Tracing the route to 12.12.12.2
1 2.2.2.2 0 msec * 4 msec
R1#
++++++++++++++++++++++++++
R2#deb ip nat
IP NAT debugging is on
R2#clear ip nat translation *
R2#sh ip nat translations
R2#
*Mar 1 02:07:58.033: NAT: s=12.12.12.2->2.2.2.2, d=12.12.12.1 [127]
R2#
*Mar 1 02:08:01.034: NAT: s=12.12.12.2->2.2.2.2, d=12.12.12.1 [128]
R2#
++++++++++++++++++++++++++
R2#sh ip nat trans
Pro Inside global Inside local Outside local Outside global
icmp 2.2.2.2:33434 12.12.12.2:33434 12.12.12.1:40476
12.12.12.1:40476
icmp 2.2.2.2:33436 12.12.12.2:33436 12.12.12.1:36978
12.12.12.1:36978
R2#
++++++++++++++++++++++++++
R2#sh ip access-lists
Extended IP access list 102
10 permit icmp any any port-unreachable (2 matches)
20 permit icmp any any ttl-exceeded
R2#
++++++++++++++++++++++++++
-----Original Message-----
From: Filyurin, Yan [mailto:yan.filyurin@eds.com]
Sent: domingo, 1 de Julho de 2007 20:59
To: Mike Kraus (mikraus); Antonio Soares; Bhaskar Sivanesan; ccie forum
Subject: RE: traceroute
Wouldn't you also need ip local policy routing command, to send locally
originated traffic through Loopback?
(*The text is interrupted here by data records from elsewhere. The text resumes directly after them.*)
PR #786, opened 2023-10-09
Solution

OleksandrMV:


app/main.py
```diff
@@ -1,3 +1,55 @@
...
+    def __str__(self) -> str:
+        return f"Distance: {self.km} kilometers."
+
+    def __repr__(self) -> str:
+        return f"Distance(km={self.km})"
+
+    def __add__(self, other: Distance) -> Distance:
+        return Distance(self.km + other.km)\
+            if isinstance(other, Distance)\
+            else Distance(self.km + other)
```
EdAlekseiev, line 17: Use `()` instead of `\` for separating line

app/main.py
```diff
@@ -1,3 +1,55 @@
...
+    def __mul__(self, other: Distance) -> Distance:
+        return Distance(self.km * other)
+
+    def __truediv__(self, number: int) -> Distance:
+        return Distance(round(self.km / number, 2))
+
+    def __lt__(self, other: Distance) -> bool:
+        if not isinstance(other, Distance):
+            return True if self.km < other else False
+        return True if self.km < other.km else False
```
EdAlekseiev, line 35:
```suggestion
            return self.km < other
        return self.km < other.km
```

EdAlekseiev: Improve code in other methods too

EdAlekseiev (changes requested):

EdAlekseiev (approved):
Good job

In fact would we even need NAT at all?
In other words, traffic is originated locally, it gets policy routed to
next-hop of Loopback interface and it would come sourced from that. I am
still not sure about the last part. I will have to lab it up.
-----Original Message-----
From: nobody@groupstudy.com [mailto:nobody@groupstudy.com] On Behalf Of Mike
Kraus (mikraus)
Sent: Sunday, July 01, 2007 3:45 PM
To: Antonio Soares; Bhaskar Sivanesan; ccie forum
Subject: RE: traceroute
I just tried this, source is still physical... Tried just doing ip nat
enable (with NVI) to see if router would magically figure it out too, but to
no avail.
Have you gotten this to work?
-----Original Message-----
From: nobody@groupstudy.com [mailto:nobody@groupstudy.com] On Behalf Of
Antonio Soares
Sent: Sunday, July 01, 2007 2:30 PM
To: 'Bhaskar Sivanesan'; 'ccie forum'
Subject: RE: traceroute
None since the traffic is sourced from the router itself.
_____
From: Bhaskar Sivanesan [mailto:bas_bharath@yahoo.com]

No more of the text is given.